Where are we? The dualities explored in this play — perception / reality, freedom / bondage, master / slave, reality / fancy, loyalty / treachery — must be re-thought when every player is un-free, a slave of sorts, living in the un-reality of the modern industrial prison complex. In this play within a play within a prison, questions keep multiplying: What is played? Who is played? Who is really master? Prospero? The guard barking the orders? To say nothing of untangling the gender knot Lloyd tied by casting all women in a romance that was written with only one female character.
If you are in New York, the show runs until February 19. Don’t miss it.
3. SWIRLING IN THE EDDY OF TIME: A photograph by Augustus Frederick Sherman at the Met
A week ago, in the churn of President Trump’s chaotic, ill-conceived executive order banning all refugees and citizens from seven Muslim-majority countries, I went on one of my usual walkabouts at the Metropolitan Museum of Art. With no particular destination in mind, I just wanted to be surrounded by 5000 years of art.
On the second floor, on the right side of a narrow corridor leading from European Paintings 1250-1800 to 19th- and 20th-Century European Paintings, there is a wall dedicated to photographs. Only about eight or ten photos fit in this non-gallery. I always love to see what’s on view. This day, I paused at the first photograph and got stuck. After looking for many minutes, I nearly left the Met, feeling a kind of vertigo brought on by the confluence of current events and the events in a photograph from a hundred years ago.
Here is what I saw: nine portraits arranged in a grid. They were made by Augustus Frederick Sherman sometime between 1905 and 1917.
Sherman was an American photographer who worked as an employee of the Executive Division of Immigration. He used his job to capture with utter clarity and respect the immigrants arriving at the great reception hall at Ellis Island in New York.

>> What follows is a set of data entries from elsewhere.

PR #498, opened 2026-01-29
gnome: Do not crash if minor is not numeric

A6GibKm:
when the odd-minor-is-unstable version scheme is used. Instead we simply say it is not stable, the minor should be numerical with this scheme.

This fixes a crash when checking libgweather versions which uses this scheme but has a 40.alpha release.


A6GibKm:
@bbhtt thanks for reviewing. https://github.com/flathub/org.gnome.Maps/pull/148 already uses this, but the tool at Flathub has not yet updated, I fear it might be crashing whenever it checks if there are  updated.

bbhtt:
Flathub uses the docker image which is already updated. I will update the Flatpak as well.

PR #509, opened 2026-04-23
tests: Reformat with black

bbhtt:


bbhtt:
it's annoying that black keeps changing the formatting between versions so often sigh...

PR #511, opened 2026-04-23
utils: Use asyncio.gather with fail-fast behaviour

### LINKED ISSUE #420: Hangs (sometimes) if a checker raises an assertion failure
In #418, @tobiasmicheler figured out that the checker was hanging while checking https://github.com/flathub/com.modrinth.ModrinthApp/blob/1d954cc7c91841d020fe4c860593789a16ca62c6/com.modrinth.ModrinthApp.yml#L108. This is because prior to 1a0e0c76449a20344584644cca69c6c61d494af2, `gitchecker.GitChecker._check_has_new` asserted that the (user-supplied) regular expression contained exactly one match group.

Stylistically I think it was incorrect to make an assertion about user-supplied data: assertions are to catch logic errors in the checker itself. But nonetheless it is the case that assertions are used liberally in the various checkers, so it's a problem that the asyncio mainloop would hang in this situation.

The symptom is that once the assertion is raised, the program hangs; if you interrupt it with `Ctrl+C` you get the following backtrace:

```
^CTraceback (most recent call last):
  File "/usr/lib/python3.11/asyncio/runners.py", line 190, in run
    return runner.run(main)
           ^^^^^^^^^^^^^^^^
  File "/usr/lib/python3.11/asyncio/runners.py", line 118, in run
    return self._loop.run_until_complete(task)
           ^^^^^^^^^^^^^^^^^^^^^^^^^^^^^^^^^^^
  File "/usr/lib/python3.11/asyncio/base_events.py", line 653, in run_until_complete
    return future.result()
           ^^^^^^^^^^^^^^^
  File "/sysroot/home/wjt/src/flathub-infra/flatpak-external-data-checker/src/main.py", line 465, in run_with_args
  File "/sysroot/home/wjt/src/flathub-infra/flatpak-external-data-checker/src/manifest.py", line 408, in check
                       ^^^^^^^^^^^^^^^^^^^^^^^^^^^^^^^^^^
  File "/sysroot/home/wjt/src/flathub-infra/flatpak-external-data-checker/src/manifest.py", line 343, in _check_data
    await checker.check(data)
  File "/sysroot/home/wjt/src/flathub-infra/flatpak-external-data-checker/src/checkers/gitchecker.py", line 92, in check
    return await self._check_has_new(external_data)
           ^^^^^^^^^^^^^^^^^^^^^^^^^^^^^^^^^^^^^^^^
  File "/sysroot/home/wjt/src/flathub-infra/flatpak-external-data-checker/src/checkers/gitchecker.py", line 101, in _check_has_new
    assert tag_re.groups == 1
           ^^^^^^^^^^^^^^^^^^
AssertionError

During handling of the above exception, another exception occurred:

  File "/sysroot/home/wjt/src/flathub-infra/flatpak-external-data-checker/./flatpak-external-data-checker", line 30, in <module>
    main()
  File "/sysroot/home/wjt/src/flathub-infra/flatpak-external-data-checker/src/main.py", line 504, in main
                                        ^^^^^^^^^^^^^^^^^^^^^^^^^^^^^^^^
  File "/usr/lib/python3.11/asyncio/runners.py", line 189, in run
    with Runner(debug=debug) as runner:
  File "/usr/lib/python3.11/asyncio/runners.py", line 63, in __exit__
    self.close()
  File "/usr/lib/python3.11/asyncio/runners.py", line 71, in close
    _cancel_all_tasks(loop)
  File "/usr/lib/python3.11/asyncio/runners.py", line 201, in _cancel_all_tasks
    loop.run_until_complete(tasks.gather(*to_cancel, return_exceptions=True))
  File "/usr/lib/python3.11/asyncio/base_events.py", line 640, in run_until_complete
    self.run_forever()
  File "/usr/lib/python3.11/asyncio/base_events.py", line 607, in run_forever
    self._run_once()
  File "/usr/lib/python3.11/asyncio/base_events.py", line 1884, in _run_once
    event_list = self._selector.select(timeout)
                 ^^^^^^^^^^^^^^^^^^^^^^^^^^^^^^
  File "/usr/lib/python3.11/selectors.py", line 468, in select
    fd_event_list = self._selector.poll(timeout, max_ev)
                    ^^^^^^^^^^^^^^^^^^^^^^^^^^^^^^^^^^^^
KeyboardInterrupt
```

A bit of printf debugging shows that the gitchecker for another module is executing the async function `git_ls_remote` at the point of the hang. If I remove that module, the assertion bubbles up to the top level correctly.

bbhtt:
asyncio.gather does not cancel sibling tasks when one fails, so if one
checker raises an unhandled exception, other tasks running I/O may keep
the event loop alive indefinitely. So use asyncio_gather_failfast to
detect failures and explicitly cancel+drain all pending tasks before
re-raising the exception.

In Python 3.11+ this is offered by TaskGroup but it is cheap to
use a wrapper here.

See https://github.com/python/cpython/issues/75633

Fixes: https://github.com/flathub-infra/flatpak-external-data-checker/issues/420

### DIFF
--- a/src/lib/utils.py
+++ b/src/lib/utils.py
@@ -57,6 +57,8 @@ from gi.repository import (  # type: ignore[attr-defined] # noqa: E402 # noqa: I
     Json,
 )
 
+T = t.TypeVar("T")
+
 log = logging.getLogger(__name__)
 
 
@@ -628,3 +630,29 @@ def init_logging(level=logging.DEBUG):
     logging.basicConfig(level=level, format="%(levelname)-7s %(name)s: %(message)s")
     if level == logging.DEBUG:
         logging.getLogger("github.Requester").setLevel(logging.INFO)
+
+
+async def asyncio_gather_failfast(
+    awaitables: t.Iterable[t.Awaitable[T]],
+) -> list[T]:
+    tasks: list[asyncio.Task[T]] = [asyncio.ensure_future(a) for a in awaitables]
+    if not tasks:
+        return []
+    done, pending = await asyncio.wait(tasks, return_when=asyncio.FIRST_EXCEPTION)
+    exc: BaseException | None = None
+    for task in done:
+        if task.cancelled():
+            continue
+        try:
+            e = task.exception()
+        except asyncio.CancelledError:
+            continue
+        if e is not None:
+            exc = e
+            break
+    if exc:
+        for task in pending:
+            task.cancel()
+        await asyncio.gather(*pending, return_exceptions=True)
+        raise exc
+    return [task.result() for task in tasks]
--- a/src/manifest.py
+++ b/src/manifest.py
@@ -18,7 +18,6 @@
 # with this program; if not, write to the Free Software Foundation, Inc.,
 # 51 Franklin Street, Fifth Floor, Boston, MA 02110-1301 USA.
 
-import asyncio
 import dataclasses
 import datetime
 import logging
@@ -48,7 +47,7 @@ from .lib.externaldata import (
     BuilderModule,
     ExternalBase,
 )
-from .lib.utils import dump_manifest, read_manifest
+from .lib.utils import asyncio_gather_failfast, dump_manifest, read_manifest
 
 MAIN_SRC_PROP = "is-main-source"
 IMPORTANT_SRC_PROP = "is-important"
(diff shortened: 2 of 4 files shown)


bbhtt:
This seems correct to me but I didn't manage to reproduce the hang with 1a0e0c76449a20344584644cca69c6c61d494af2 reverted and a broken manifest locally. I think it requires some running / semi-stuck network I/O and I can't get that. So it's a bit theoretical.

For 30 years, starting in 1880, the U.S. saw a staggering growth in annual immigration, nearly doubling from 450,000 to 880,000 arrivals. To contemplate the influx of this many immigrants in such a short time is almost nearly impossible for us. Sherman’s career coincided with this unprecedented time in the nation’s history; he had the position and the inclination to capture this tremendous spectacle.
During our un-presidented time in America, looking into the faces Sherman captured so openly, I felt sick to my stomach. I was looking back to the future: these are the people that made the country in which I now live, the country whose current President seems hell-bent on keeping people exactly like them out.
Look into their eyes. Look at their clothes, their hands, their postures. Imagine what they were thinking, what their worries were, their joys. Imagine what they left behind, what they were looking forward to, what they hoped they would find here. What is so different now? What would a modern Sherman capture? And where would he capture it? JFK? Many of us did imagine such things when President Trump signed his order. That’s why we’re outraged and saddened, writing letters, calling our officials, and donating to the ACLU. That’s why stumbling on this photograph at this moment was so chilling. Amidst 5000 years of art, I saw nine faces from a century ago reflecting the urgent questions of this very moment.